BRIEF:
Restrict the output to the lines below starting at the one that contains "PR #691, opened 2015-09-11" and ending at the one that contains "I'd like to", and restate them word for word, both ends included.

SOURCE DATA section start

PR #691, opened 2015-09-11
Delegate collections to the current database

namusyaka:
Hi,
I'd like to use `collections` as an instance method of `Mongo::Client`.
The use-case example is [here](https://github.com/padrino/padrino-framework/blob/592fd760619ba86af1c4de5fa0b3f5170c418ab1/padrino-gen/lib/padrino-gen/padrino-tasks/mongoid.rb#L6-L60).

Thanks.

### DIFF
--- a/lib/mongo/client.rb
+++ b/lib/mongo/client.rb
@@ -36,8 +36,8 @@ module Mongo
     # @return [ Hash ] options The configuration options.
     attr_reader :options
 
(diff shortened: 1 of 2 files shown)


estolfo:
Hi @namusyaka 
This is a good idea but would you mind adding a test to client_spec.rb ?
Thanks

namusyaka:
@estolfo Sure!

SOURCE DATA section end
SOURCE DATA section start

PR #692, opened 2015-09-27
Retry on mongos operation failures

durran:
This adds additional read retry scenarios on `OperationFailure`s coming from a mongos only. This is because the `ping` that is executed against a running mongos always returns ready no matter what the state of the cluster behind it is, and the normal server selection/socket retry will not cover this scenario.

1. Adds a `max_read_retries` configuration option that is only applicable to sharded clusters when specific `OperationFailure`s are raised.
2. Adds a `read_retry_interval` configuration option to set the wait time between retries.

SOURCE DATA section end

SOLUTION FOR THIS TASK:
PR #691, opened 2015-09-11
Delegate collections to the current database

namusyaka:
Hi,
I'd like to use `collections` as an instance method of `Mongo::Client`.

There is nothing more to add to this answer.